> [Task brief]:
Give back the entries exactly, ending with the "exfalso; apply: abs." line.

** Opening Exercise data block **

PR #1121, opened 2023-12-21
isolate the theory of lime_sup

affeldt-aist:

from the PR #1065 on the Lebesgue differentiation theorem

##### Things done/to do

### DIFF
--- a/theories/realfun.v
+++ b/theories/realfun.v
@@ -152,38 +152,14 @@ Lemma cvg_at_leftP (f : R -> R) (p l : R) :
   (forall u : R^nat, (forall n, u n < p) /\ (u --> p) ->
     f (u n) @[n --> \oo] --> l).
 Proof.
-split=> [/cvgrPdist_le fpl u [up /cvgrPdist_lt ucvg]|pfl].
-  apply/cvgrPdist_le => e e0.
-  have [r /= r0 {}fpl] := fpl _ e0; have [s /= s0 {}ucvg] := ucvg _ r0.
-  near=> t; apply: fpl => //=; apply: ucvg => /=.
-  by near: t; exists s.
-apply: contrapT => fpl; move: pfl; apply/existsNP.
-suff: exists2 x : R ^nat,
-    ((forall k, x k < p) /\ x --> p) & ~ f (x n) @[n --> \oo] --> l.
-  by move=> [x_] h; exists x_; apply/not_implyP.
-have [e He] : exists e : {posnum R}, forall d : {posnum R},
-    exists xn : R, [/\ xn < p, `|xn - p| < d%:num & `|f xn - l| >= e%:num].
-  apply: contrapT; apply: contra_not fpl => /forallNP h.
-  apply/cvgrPdist_le => e e0; have /existsNP[d] := h (PosNum e0).
-  move/forallNP => {}h; near=> t.
-  have /not_and3P[abs|abs|/negP] := h t.
-  - by exfalso; apply: abs; near: t; exact: nbhs_left_lt.
-  - exfalso; apply: abs.
-    by near: t; exists d%:num => //= z/=; rewrite distrC.
-  - by rewrite -ltNge distrC => /ltW.
-have invn n : 0 < n.+1%:R^-1 :> R by rewrite invr_gt0.
-exists (fun n => sval (cid (He (PosNum (invn n))))).
-  split => [k|]; first by rewrite /sval/=; case: cid => x [].
-  apply/cvgrPdist_lt => r r0; near=> t.
-  rewrite /sval/=; case: cid => x [px xpt _].
-  rewrite distrC (lt_le_trans xpt)// -(@invrK _ r) lef_pinv ?posrE ?invr_gt0//.
-  near: t; exists `|ceil (r^-1)|%N => // s /=.
-  rewrite -ltnS -(@ltr_nat R) => /ltW; apply: le_trans.
-  by rewrite natr_absz gtr0_norm ?ceil_gt0 ?invr_gt0// ceil_ge.
-move=> /cvgrPdist_lt/(_ e%:num (ltac:(by [])))[] n _ /(_ _ (leqnn _)).
-rewrite /sval/=; case: cid => // x [px xpn].
-by rewrite leNgt distrC => /negP.
-Unshelve. all: by end_near. Qed.
+apply: (iff_trans (cvg_at_leftNP f p l)).
+apply: (iff_trans (cvg_at_rightP _ _ _)).
+split=> [pfl u [pu up]|pfl u [pu up]].
+  rewrite -(opprK u); apply: pfl.
+  by split; [move=> k; rewrite ltr_oppr opprK//|exact/cvgNP].
+apply: pfl.
+by split; [move=> k; rewrite ltr_oppl//|apply/cvgNP => /=; rewrite opprK].
+Qed.
 
 End cvgr_fun_cvg_seq.
 
--- a/theories/realfun.v
+++ b/theories/realfun.v
@@ -199,6 +199,18 @@ have {mn} := mfy_ _ mn.
 rewrite /y_ /sval; case: cid2 => /= x _.
 Unshelve. all: by end_near. Qed.
 
+Lemma cvge_at_leftP (f : R -> \bar R) (p l : R) :
+  f x @[x --> p^'-] --> l%:E <->
+  (forall u : R^nat, (forall n, u n < p) /\ u --> p ->
+    f (u n) @[n --> \oo] --> l%:E).
+Proof.
+apply: (iff_trans (cvg_at_leftNP f p l%:E)).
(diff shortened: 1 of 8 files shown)


affeldt-aist:
What about adding these (loosely related) lemmas https://github.com/zstone1/analysis/blob/total_variation/theories/realfun.v#L1323-L1352
to this PR?

affeldt-aist:
> What about adding these (loosely related) lemmas https://github.com/zstone1/analysis/blob/total_variation/theories/realfun.v#L1323-L1352 to this PR?

at least related to this one https://github.com/affeldt-aist/analysis/blob/limr_sup/theories/realfun.v#L88-L105

theories/realfun.v
```diff
@@ -80,8 +85,147 @@ apply: near_eq_cvg; near do rewrite subrK; exists M.
...
+  move=> z/= + _ => /lt_le_trans; apply.
+  by rewrite ler_pdivr_mulr// ler_pmulr// ler1n.
+Unshelve. all: by end_near. Qed.
+
 End fun_cvg_realFieldType.
 
+Section cvgr_fun_cvg_seq.
+Context {R : realType}.
+
+Lemma cvg_at_rightP (f : R -> R) (p l : R) :
```
zstone1, line 112: In a textbook all four of these proofs are, this would be a three liners:
1. In first countable spaces, filter convergence <-> sequence convergence
2. The lower (upper) limit topology (AKA sogenfrey line) is first countable
3. All sequences in the lower (upper) limit topology that converge, do so from the left (right).

The proof you have is fine, I'm not complaining about it. I am complaining that some missing classical machinery is making these proofs longer than necessary. A problem for another day, I guess.

theories/realfun.v
```diff
@@ -80,8 +85,147 @@ apply: near_eq_cvg; near do rewrite subrK; exists M.
...
+  rewrite distrC (lt_le_trans xpt)// -(@invrK _ r) lef_pinv ?posrE ?invr_gt0//.
+  near: t; exists `|ceil (r^-1)|%N => // s /=.
+  rewrite -ltnS -(@ltr_nat R) => /ltW; apply: le_trans.
+  by rewrite natr_absz gtr0_norm ?ceil_gt0 ?invr_gt0// ceil_ge.
+move=> /cvgrPdist_lt/(_ e%:num (ltac:(by [])))[] n _ /(_ _ (leqnn _)).
+rewrite /sval/=; case: cid => // x [px xpn].
+by rewrite leNgt distrC => /negP.
+Unshelve. all: by end_near. Qed.
+
+Lemma cvg_at_leftP (f : R -> R) (p l : R) :
```
zstone1, line 150: Do we have a statement about `f x @[x --> p^'-] --> l <-> f x @[x --> p^'+] --> -l`? Then at least we can leverage the one above.

theories/realfun.v
```diff
@@ -393,6 +537,314 @@ End fun_cvg_ereal.
 
 End fun_cvg.
 
+(*Section lim_sup_inf.
```
zstone1, line 540: Remove commented, or explain its purpose

theories/realfun.v
```diff
@@ -393,6 +537,314 @@ End fun_cvg_ereal.
...
+rewrite (@le_trans _ _ (ereal_sup [set f x | x in ball a d `\ a]))//; last first.
+  apply: le_ereal_sup => z/= [r [adr rp] <-{z}]; exists r => //; split => //.
+  by rewrite /ball/= (lt_le_trans adr)// /d le_minl lexx orbT.
+apply: ereal_sup_ub => /=; exists (u n).
+  split; last by apply/eqP; rewrite eq_sym lt_eqF.
+  by apply: ucvg => //=; near: n; exists m.
+by rewrite fineK//; near: n.
+Unshelve. all: by end_near. Qed.
+
+Local Lemma lime_supP' f a l :
```
zstone1, line 832: Ending in a local lemma is a bit surprising What's the intention of this one?

theories/realfun.v
```diff
@@ -393,6 +537,314 @@ End fun_cvg_ereal.
...
+Let le_sup_ball f g a :
+  (forall r, (0 < r)%R -> forall y : R, y != a -> ball a r y -> f y <= g y) ->
+  \forall r \near 0^'+, sup_ball f a r <= sup_ball g a r.
+Proof.
+move=> fg; near=> r; apply: ub_ereal_sup => /= _ [s [pas /= /eqP ps]] <-.
+apply: (@le_trans _ _ (g s)); first exact: (fg r).
+by apply: ereal_sup_ub => /=; exists s => //; split => //; exact/eqP.
+Unshelve. all: by end_near. Qed.
+
+Definition lime_sup f a : \bar R := lim (sup_ball f a e @[e --> 0^'+]).
```
zstone1, line 581: The lim_sup of a function vs. the lim_sup of a sequence is a bit weird. I normally think of it as a the sequence kind. 

It would be satisfying to end up with the sequence definition taking a `(f : R^nat)` and being `lime_sup f \oo`. Is it possible to generalize this to making `a` a filter? Then the `a^'` filter does the rest of the work.

zstone1 (commented):
The repeated proofs about swapping between sequential and filter convergence are annoying, but tough to fix without a little extra machinery. 

The interesting question is about generalizing this to consider the lim_sup of a function "at a filter". If it's an easy generalization, we should do it now. If it's tough, then we may have to revisit the material when we do sequence limsups.

theories/realfun.v
affeldt-aist: Yes we do, it is in the total variation PR ^_^ : https://github.com/zstone1/analysis/blob/total_variation/theories/realfun.v#L1323-L1338
Allow me to add it to this PR, see commit https://github.com/math-comp/analysis/pull/1121/commits/31ea75483a931094484e0270b60d1dffd1705c50

theories/realfun.v
affeldt-aist: This looks like some leftover. I deleted it.

theories/realfun.v
affeldt-aist: This has been uncommented and moved to `normedtype.v` to act as a generic definition of limsup and liminf from which `lim_esup` and `limn_esup` are now derived (see the last commit).

theories/realfun.v
affeldt-aist: This is addressed by the last commit https://github.com/math-comp/analysis/pull/1121/commits/b3a2daca7828e58fcb993fda7a2f1f61aad6ff81

theories/realfun.v
```diff
@@ -393,6 +512,293 @@ End fun_cvg_ereal.
...
+  lime_inf f a = ereal_sup [set inf_ball f a e | e in `]0, +oo[ ]%R.
+Proof. by rewrite /lime_inf lime_supE /ereal_inf oppeK image_comp. Qed.
+
+Lemma lime_infN f a : lime_inf (\- f) a = - lime_sup f a.
+Proof. by rewrite /lime_sup -limf_einfN. Qed.
+
+Lemma lime_supN f a : lime_sup (\- f) a = - lime_inf f a.
+Proof. by rewrite /lime_inf oppeK. Qed.
+
+Lemma lime_sup_ge0 f a : (forall x, 0 <= f x) -> 0 <= lime_sup f a.
```
zstone1, line 599: Most of the important lemmas like this one are probably true of `limf_sup`. At least lime_sup_ge0,, lime_supD, lime_inf_sup, and lim_lime_inf. There may be some conditions to replace with `\forall x \near F`, but otherwise I'm hoping it just works. 

Is it much effort to generalize them now, or do you want to do as a separate PR?

theories/realfun.v
```diff
@@ -393,6 +512,293 @@ End fun_cvg_ereal.
...
+  lime_inf f a = l%:E -> forall e : {posnum R}, exists d : {posnum R},
+  forall x, (ball a d%:num `\ a) x -> l%:E - e%:num%:E < f x.
+Proof.
+move=> /(congr1 oppe); rewrite -lime_supN => /lime_supP => H e.
+have [d {}H] := H e.
+by exists d => r /H; rewrite lte_oppl oppeD// EFinN oppeK.
+Qed.
+
+Lemma lime_inf_sup_lim f a l :
+  lime_sup f a = l%:E -> lime_inf f a = l%:E -> f x @[x --> a^'+] --> l%:E.
```
zstone1, line 748: This limit from the right is surprising. Isn't it true from the left too?

zstone1 (commented):
One meaningful question about the right sided limit. And then, if you're up for it, generalizing more of the lemmas to work for limf

theories/realfun.v
affeldt-aist: Indeed. See the last commit https://github.com/math-comp/analysis/pull/1121/commits/c8915c43fa6a3f83b019a28a4e9951c717df19db

theories/realfun.v
affeldt-aist: I'd prefer to issue about your comments and do it later because I have been delaying other tasks recently. I'll go back to it after the release of 0.6.7.

zstone1 (approved):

** Closing Exercise data block **

> [Response]:
PR #1121, opened 2023-12-21
isolate the theory of lime_sup

affeldt-aist:

from the PR #1065 on the Lebesgue differentiation theorem

##### Things done/to do

### DIFF
--- a/theories/realfun.v
+++ b/theories/realfun.v
@@ -152,38 +152,14 @@ Lemma cvg_at_leftP (f : R -> R) (p l : R) :
   (forall u : R^nat, (forall n, u n < p) /\ (u --> p) ->
     f (u n) @[n --> \oo] --> l).
 Proof.
-split=> [/cvgrPdist_le fpl u [up /cvgrPdist_lt ucvg]|pfl].
-  apply/cvgrPdist_le => e e0.
-  have [r /= r0 {}fpl] := fpl _ e0; have [s /= s0 {}ucvg] := ucvg _ r0.
-  near=> t; apply: fpl => //=; apply: ucvg => /=.
-  by near: t; exists s.
-apply: contrapT => fpl; move: pfl; apply/existsNP.
-suff: exists2 x : R ^nat,
-    ((forall k, x k < p) /\ x --> p) & ~ f (x n) @[n --> \oo] --> l.
-  by move=> [x_] h; exists x_; apply/not_implyP.
-have [e He] : exists e : {posnum R}, forall d : {posnum R},
-    exists xn : R, [/\ xn < p, `|xn - p| < d%:num & `|f xn - l| >= e%:num].
-  apply: contrapT; apply: contra_not fpl => /forallNP h.
-  apply/cvgrPdist_le => e e0; have /existsNP[d] := h (PosNum e0).
-  move/forallNP => {}h; near=> t.
-  have /not_and3P[abs|abs|/negP] := h t.
-  - by exfalso; apply: abs; near: t; exact: nbhs_left_lt.
-  - exfalso; apply: abs.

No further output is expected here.